──────── Data for this exercise

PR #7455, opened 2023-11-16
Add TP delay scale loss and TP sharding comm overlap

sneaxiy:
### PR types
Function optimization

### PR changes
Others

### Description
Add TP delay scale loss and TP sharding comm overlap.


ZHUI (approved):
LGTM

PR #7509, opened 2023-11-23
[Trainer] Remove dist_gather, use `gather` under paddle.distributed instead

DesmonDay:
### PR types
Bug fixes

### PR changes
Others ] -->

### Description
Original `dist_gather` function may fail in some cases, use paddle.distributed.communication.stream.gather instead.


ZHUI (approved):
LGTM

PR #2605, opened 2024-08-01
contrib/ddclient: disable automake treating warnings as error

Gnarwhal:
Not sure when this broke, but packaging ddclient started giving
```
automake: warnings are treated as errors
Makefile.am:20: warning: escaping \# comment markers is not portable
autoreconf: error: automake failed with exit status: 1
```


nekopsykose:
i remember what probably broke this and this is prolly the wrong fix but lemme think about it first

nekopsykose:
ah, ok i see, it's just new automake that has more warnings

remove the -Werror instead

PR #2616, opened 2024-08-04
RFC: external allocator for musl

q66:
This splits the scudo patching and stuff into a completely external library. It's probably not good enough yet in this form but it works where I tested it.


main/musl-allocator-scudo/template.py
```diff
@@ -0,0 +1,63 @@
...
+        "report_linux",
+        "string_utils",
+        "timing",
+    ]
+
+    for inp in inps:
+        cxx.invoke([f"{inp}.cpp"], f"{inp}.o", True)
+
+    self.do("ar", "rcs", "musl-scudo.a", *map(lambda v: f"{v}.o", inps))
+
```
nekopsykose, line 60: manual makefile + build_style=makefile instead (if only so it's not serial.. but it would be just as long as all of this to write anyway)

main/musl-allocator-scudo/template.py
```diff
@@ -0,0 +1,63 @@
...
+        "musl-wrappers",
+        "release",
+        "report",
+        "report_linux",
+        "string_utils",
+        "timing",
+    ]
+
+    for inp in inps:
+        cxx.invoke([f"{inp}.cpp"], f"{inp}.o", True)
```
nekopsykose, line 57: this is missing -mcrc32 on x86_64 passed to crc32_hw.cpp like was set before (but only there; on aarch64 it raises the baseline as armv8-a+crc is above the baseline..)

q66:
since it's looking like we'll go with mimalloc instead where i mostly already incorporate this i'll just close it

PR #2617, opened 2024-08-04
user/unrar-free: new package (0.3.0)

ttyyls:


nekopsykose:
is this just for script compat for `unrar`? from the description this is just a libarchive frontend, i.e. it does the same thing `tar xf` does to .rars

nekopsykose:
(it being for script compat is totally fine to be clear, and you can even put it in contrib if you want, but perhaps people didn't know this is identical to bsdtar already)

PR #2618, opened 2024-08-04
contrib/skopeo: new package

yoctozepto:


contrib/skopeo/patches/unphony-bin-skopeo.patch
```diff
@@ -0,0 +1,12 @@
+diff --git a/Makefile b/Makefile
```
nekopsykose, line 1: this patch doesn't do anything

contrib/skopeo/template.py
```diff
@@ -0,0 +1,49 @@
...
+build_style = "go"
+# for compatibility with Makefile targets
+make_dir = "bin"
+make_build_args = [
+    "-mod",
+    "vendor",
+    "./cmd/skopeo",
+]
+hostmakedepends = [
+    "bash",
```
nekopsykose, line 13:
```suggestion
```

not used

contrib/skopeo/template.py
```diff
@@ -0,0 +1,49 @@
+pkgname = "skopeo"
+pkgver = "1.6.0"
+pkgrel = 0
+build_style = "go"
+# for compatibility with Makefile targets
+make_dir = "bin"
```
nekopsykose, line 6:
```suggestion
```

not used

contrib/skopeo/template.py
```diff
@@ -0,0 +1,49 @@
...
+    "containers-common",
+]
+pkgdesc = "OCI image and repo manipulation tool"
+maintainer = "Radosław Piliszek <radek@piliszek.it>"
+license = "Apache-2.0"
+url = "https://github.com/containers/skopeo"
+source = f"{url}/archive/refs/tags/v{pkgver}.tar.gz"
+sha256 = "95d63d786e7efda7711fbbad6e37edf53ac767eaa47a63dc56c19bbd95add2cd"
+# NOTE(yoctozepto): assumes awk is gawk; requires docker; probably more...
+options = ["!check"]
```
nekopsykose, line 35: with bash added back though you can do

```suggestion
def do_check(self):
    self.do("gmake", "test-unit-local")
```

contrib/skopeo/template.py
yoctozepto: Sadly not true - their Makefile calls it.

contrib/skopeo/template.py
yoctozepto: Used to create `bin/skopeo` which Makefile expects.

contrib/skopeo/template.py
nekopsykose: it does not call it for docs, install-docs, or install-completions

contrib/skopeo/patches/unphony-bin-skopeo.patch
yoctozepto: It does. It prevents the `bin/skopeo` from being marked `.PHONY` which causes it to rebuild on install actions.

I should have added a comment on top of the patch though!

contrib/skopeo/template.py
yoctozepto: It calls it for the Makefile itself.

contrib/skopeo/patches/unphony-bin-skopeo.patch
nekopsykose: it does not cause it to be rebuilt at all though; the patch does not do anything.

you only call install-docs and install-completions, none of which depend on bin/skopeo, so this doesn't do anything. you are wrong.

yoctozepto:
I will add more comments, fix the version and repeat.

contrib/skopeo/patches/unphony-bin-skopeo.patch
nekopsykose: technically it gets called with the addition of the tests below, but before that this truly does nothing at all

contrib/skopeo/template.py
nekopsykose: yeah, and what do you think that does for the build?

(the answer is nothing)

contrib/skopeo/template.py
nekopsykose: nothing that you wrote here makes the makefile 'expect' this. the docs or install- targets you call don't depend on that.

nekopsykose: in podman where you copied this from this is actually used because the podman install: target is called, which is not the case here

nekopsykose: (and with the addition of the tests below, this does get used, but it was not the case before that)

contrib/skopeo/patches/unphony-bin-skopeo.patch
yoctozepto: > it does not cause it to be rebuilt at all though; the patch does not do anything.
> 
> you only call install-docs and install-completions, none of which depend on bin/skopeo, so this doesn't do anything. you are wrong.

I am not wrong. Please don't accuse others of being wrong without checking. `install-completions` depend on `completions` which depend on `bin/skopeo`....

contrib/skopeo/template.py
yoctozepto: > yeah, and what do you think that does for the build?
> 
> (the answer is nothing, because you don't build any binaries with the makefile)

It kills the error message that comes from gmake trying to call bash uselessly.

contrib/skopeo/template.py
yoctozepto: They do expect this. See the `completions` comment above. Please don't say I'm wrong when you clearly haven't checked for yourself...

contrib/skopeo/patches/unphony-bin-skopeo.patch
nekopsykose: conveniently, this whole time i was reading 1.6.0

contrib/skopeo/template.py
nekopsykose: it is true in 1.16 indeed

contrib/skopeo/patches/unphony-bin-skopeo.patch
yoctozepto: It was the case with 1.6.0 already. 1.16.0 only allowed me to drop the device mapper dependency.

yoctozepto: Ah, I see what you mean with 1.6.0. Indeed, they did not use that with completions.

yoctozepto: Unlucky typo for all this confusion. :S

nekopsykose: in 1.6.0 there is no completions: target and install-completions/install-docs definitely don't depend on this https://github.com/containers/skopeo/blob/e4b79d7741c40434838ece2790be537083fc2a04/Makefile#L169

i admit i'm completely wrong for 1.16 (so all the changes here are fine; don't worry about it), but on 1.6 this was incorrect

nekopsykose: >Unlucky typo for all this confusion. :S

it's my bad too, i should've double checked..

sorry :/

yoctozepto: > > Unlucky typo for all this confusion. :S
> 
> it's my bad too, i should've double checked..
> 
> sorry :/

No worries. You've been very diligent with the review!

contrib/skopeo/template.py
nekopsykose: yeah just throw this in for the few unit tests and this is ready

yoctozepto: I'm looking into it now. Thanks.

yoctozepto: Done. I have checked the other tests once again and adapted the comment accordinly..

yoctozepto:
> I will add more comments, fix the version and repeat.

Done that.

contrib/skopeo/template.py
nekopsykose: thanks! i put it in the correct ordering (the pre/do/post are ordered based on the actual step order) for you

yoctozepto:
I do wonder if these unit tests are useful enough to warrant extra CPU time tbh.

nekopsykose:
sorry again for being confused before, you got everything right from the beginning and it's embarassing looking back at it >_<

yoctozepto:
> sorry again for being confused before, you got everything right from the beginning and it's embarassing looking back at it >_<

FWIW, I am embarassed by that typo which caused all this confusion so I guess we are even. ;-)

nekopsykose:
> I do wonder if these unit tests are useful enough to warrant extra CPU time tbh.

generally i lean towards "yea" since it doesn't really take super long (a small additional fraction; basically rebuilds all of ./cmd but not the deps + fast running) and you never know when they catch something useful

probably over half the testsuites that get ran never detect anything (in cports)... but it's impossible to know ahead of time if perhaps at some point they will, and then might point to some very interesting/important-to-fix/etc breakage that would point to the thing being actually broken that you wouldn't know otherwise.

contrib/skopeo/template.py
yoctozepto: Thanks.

────────────────

• _Task requirements_
Transcribe, exactly and without additions, the lines of the records above, beginning with the line that contains "nekopsykose: technically it" and ending with the line that contains "yoctozepto: Unlucky typo", both included.

• _Output for this exercise_
nekopsykose: technically it gets called with the addition of the tests below, but before that this truly does nothing at all

contrib/skopeo/template.py
nekopsykose: yeah, and what do you think that does for the build?

(the answer is nothing)

contrib/skopeo/template.py
nekopsykose: nothing that you wrote here makes the makefile 'expect' this. the docs or install- targets you call don't depend on that.

nekopsykose: in podman where you copied this from this is actually used because the podman install: target is called, which is not the case here

nekopsykose: (and with the addition of the tests below, this does get used, but it was not the case before that)

contrib/skopeo/patches/unphony-bin-skopeo.patch
yoctozepto: > it does not cause it to be rebuilt at all though; the patch does not do anything.
> 
> you only call install-docs and install-completions, none of which depend on bin/skopeo, so this doesn't do anything. you are wrong.

I am not wrong. Please don't accuse others of being wrong without checking. `install-completions` depend on `completions` which depend on `bin/skopeo`....

contrib/skopeo/template.py
yoctozepto: > yeah, and what do you think that does for the build?
> 
> (the answer is nothing, because you don't build any binaries with the makefile)

It kills the error message that comes from gmake trying to call bash uselessly.

contrib/skopeo/template.py
yoctozepto: They do expect this. See the `completions` comment above. Please don't say I'm wrong when you clearly haven't checked for yourself...

contrib/skopeo/patches/unphony-bin-skopeo.patch
nekopsykose: conveniently, this whole time i was reading 1.6.0

contrib/skopeo/template.py
nekopsykose: it is true in 1.16 indeed

contrib/skopeo/patches/unphony-bin-skopeo.patch
yoctozepto: It was the case with 1.6.0 already. 1.16.0 only allowed me to drop the device mapper dependency.

yoctozepto: Ah, I see what you mean with 1.6.0. Indeed, they did not use that with completions.

yoctozepto: Unlucky typo for all this confusion. :S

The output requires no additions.